說道這裡,李三爺微微的頓了頓:“管家,速度去查,我總覺得這件事情不簡單,貌似那個鐵掌門的高手不僅僅是沖着蕭徹去的,好像還是沖着我們李家來的。”
管家愣住了,他怎麼也想不到李三爺的腦洞居然這麼大,一場針對蕭徹的謀殺,到底是怎麼跟李家扯上關系的?
那個殺手一沒有碰過李家任何一個人,二對付的還是少爺的仇人,就差給他頒發一個勞模獎章了啊,怎麼可能暗中對李家有什麼企圖。
這個瞬間管家甚至冒出了一個大逆不道的念頭:三爺老了。
如果放在十幾年前,甚至五年前,三爺都不可能做出這樣的判斷啊。
“嗯?你還愣着幹什麼,把我的話當成耳邊風了嗎!”見管家遲遲沒有行動,李三爺惱怒的說道,手中的兩顆鐵蛋子恨不得直接砸管家臉上去。
管家連忙說道:“老奴不敢。隻是三爺,老奴有一句話,不知道當講不當講。”
“那就不要講了,照我的話去做就行。管家,我發現你最近的狀況有點不對勁啊,以前你可沒有這麼多的問題。這兩天不僅敢質疑我,甚至還敢頂撞我了。說,誰給你的膽子。”李三爺震怒的站了起來,一巴掌直接抽了過去。
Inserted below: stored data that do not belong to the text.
PR #590, opened 2021-04-01
Move `HDF5Shape` types to HSDS provider and simplify them

axelboc:
I can simplify the new `HsdsShape` type _a lot_ by being a bit less descriptive of what HSDS returns and by simplifying the conversion to `Shape`.

I'm also able to remove `HDF5Attribute`! 🎉

### DIFF
--- a/src/h5web/providers/hsds/models.ts
+++ b/src/h5web/providers/hsds/models.ts
@@ -1,7 +1,5 @@
 import type {
   HDF5Id,
-  HDF5Shape,
-  HDF5Attribute,
   HDF5Value,
   HDF5ExternalLink,
   HDF5HardLink,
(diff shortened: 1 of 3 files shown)


src/h5web/providers/hsds/models.ts
```diff
@@ -11,6 +9,72 @@ import type {
...
+  attributeCount: number;
+}
+
+export interface HsdsDatatypeResponse {
+  id: HDF5Id;
+  type: HsdsType;
+}
+
+export interface HsdsAttributesResponse {
+  attributes: Omit<HsdsAttributeWithValueResponse, 'value'>[];
```
axelboc, line 38: I moved things around, so the diff is ugly, but here I'm now using `HsdsAttributeWithValueResponse` instead of `HDF5Attribute`, which is what allows me to remove the latter.

src/h5web/providers/hsds/models.ts
```diff
@@ -11,6 +9,72 @@ import type {
...
+export type HsdsComplex = HsdsComplex[] | HsdsComplexValue;
+export type HsdsComplexValue = [number, number];
+
+/* ------------------------ */
+/* ----- SHAPE & TYPE ----- */
+
+export interface HsdsShape {
+  class: 'H5S_SIMPLE' | 'H5S_SCALAR' | 'H5S_NUL';
+  dims?: HDF5Dims;
+}
```
axelboc, line 76: The new HSDS shape type. I don't specify that `dims` is only provided with `H5S_SIMPLE`, which allows the conversion function to be much simpler. 😄 We don't need separate shape types for inferring things later on, so it's not worth having them. I might do something similar with `HSDSType`, I have looked yet.

src/h5web/providers/hsds/models.ts
loichuder: Could we change the clunky `HsdsAttributeWithValueResponse` into `HsdsAttributeReponse` ?

loichuder (approved):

管家被打的在原地晃了一圈,不等自己站穩就撲的一聲跪了下去:“三爺息怒,三爺息怒。老奴該死,老奴知道錯了。求三爺看在老奴多年來兢兢業業伺候您的份上,再給老奴一次機會吧。”
李三爺目光灼灼的盯着管家,似乎要把他的心給看穿一般,良久之後歎了一聲,說道:“起來吧,這是最後一次機會,如有下次,我定不輕饒!”
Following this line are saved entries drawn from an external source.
PR #591, opened 2021-04-07
Allow inspection of unknown types

axelboc:
- I add a type called `UnknownType` to catch any type we don't yet support so users can still inspect them in the metadata viewer.
- I stop supporting `HDF5Id` as a valid type since we don't yet have proof that this type is returned by our back-end providers. If we discover that it can, then we'll re-introduce it but in a more meaningful way (e.g. for instance by resolving the datatype in the provider so the front doesn't "see" the ID).

### DIFF
--- a/src/h5web/providers/hdf5-models.ts
+++ b/src/h5web/providers/hdf5-models.ts
@@ -51,7 +51,6 @@ export type HDF5Type =
   | HDF5StringType
   | HDF5BooleanType
   | HDF5ComplexType
-  | HDF5Id
   | HDF5ArrayType
   | HDF5VLenType
   | HDF5CompoundType
--- a/src/h5web/providers/hdf5-models.ts
+++ b/src/h5web/providers/hdf5-models.ts
@@ -54,20 +54,22 @@ export type HDF5Type =
   | HDF5ArrayType
   | HDF5VLenType
   | HDF5CompoundType
-  | HDF5EnumType;
+  | HDF5EnumType
+  | HDF5UnknownType;
 
 export type HDF5NumericType = HDF5IntegerType | HDF5FloatType;
 
 export enum HDF5TypeClass {
+  Bool = 'H5T_BOOL',
   Integer = 'H5T_INTEGER',
   Float = 'H5T_FLOAT',
+  Complex = 'H5T_COMPLEX',
   String = 'H5T_STRING',
+  Compound = 'H5T_COMPOUND',
   Array = 'H5T_ARRAY',
   VLen = 'H5T_VLEN',
-  Compound = 'H5T_COMPOUND',
   Enum = 'H5T_ENUM',
-  Bool = 'H5T_BOOL',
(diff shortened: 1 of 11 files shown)


src/h5web/providers/hdf5-models.ts
```diff
@@ -51,24 +51,25 @@ export type HDF5Type =
...
+  Bool = 'boolean',
+  Integer = 'integer',
+  Float = 'float',
+  Complex = 'complex',
+  String = 'string',
+  Compound = 'compound',
+  Array = 'array',
+  VLen = 'vlen',
+  Enum = 'enum',
+  Unknown = 'unknown',
```
axelboc, line 72: New `Unknown` class. This will allow every type to inherit the same `{ class: HDF5TypeClass }` interface in my next PR.

src/h5web/providers/hsds/api.ts
```diff
@@ -210,6 +210,7 @@ export class HsdsApi implements ProviderAPI {
       attributes: convertHsdsAttributes(attributes),
       shape: convertHsdsShape(shape),
       type: convertHsdsType(type),
+      rawType: type,
```
axelboc, line 213: Adding the raw type for inspection purposes.

src/h5web/providers/hdf5-models.ts
```diff
@@ -128,3 +129,7 @@ interface HDF5CompoundTypeField {
   name: string;
   type: HDF5Type;
 }
+
+interface HDF5UnknownType {
+  class: HDF5TypeClass.Unknown;
+}
```
loichuder, line 135: What about adding the rawType in this interface ?

loichuder (approved):

src/h5web/providers/hdf5-models.ts
axelboc: You mean instead of having it on the `Dataset` or `Datatype`? The benefit of the current solution is that we can inspect the raw type if we recognise the HSDS type but don't process it correctly. This could be useful for detecting problems with the special types like "boolean as enum" or "complex as compound", or maybe others in the future.

loichuder: I see. Still, it could make more sense to me to add to `HDF5Type` as `raw`, no ?

axelboc: Earlier this afternoon, I would have said yes, because I tried switching to `interface HDF5Type { class: HDF5TypeClass }` along with `extends HDF5Type`. I would then have been able to add a `raw` property to the base class.

However, I ran into a lot of issues with this typing and I had to revert back to `type HDF5Type = HDF5NumericType | HDF5StringType | ...`. And in this case, I'd have to add `raw` to every sub-type...

axelboc: I think having `rawType` on `Dataset` is actually consistent with `rawLink` on `Link`.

管家抖抖索索的站了起來,老淚縱橫的樣子看的李三爺的心也軟了下來。
在年輕的時候,如果管家敢這麼頂撞自己,早就下地獄去了。
人老了,也開始變得念舊了。
李三爺此刻想的最多的反而不是管家的過錯,而是他們一起走過的這幾十年風風雨雨。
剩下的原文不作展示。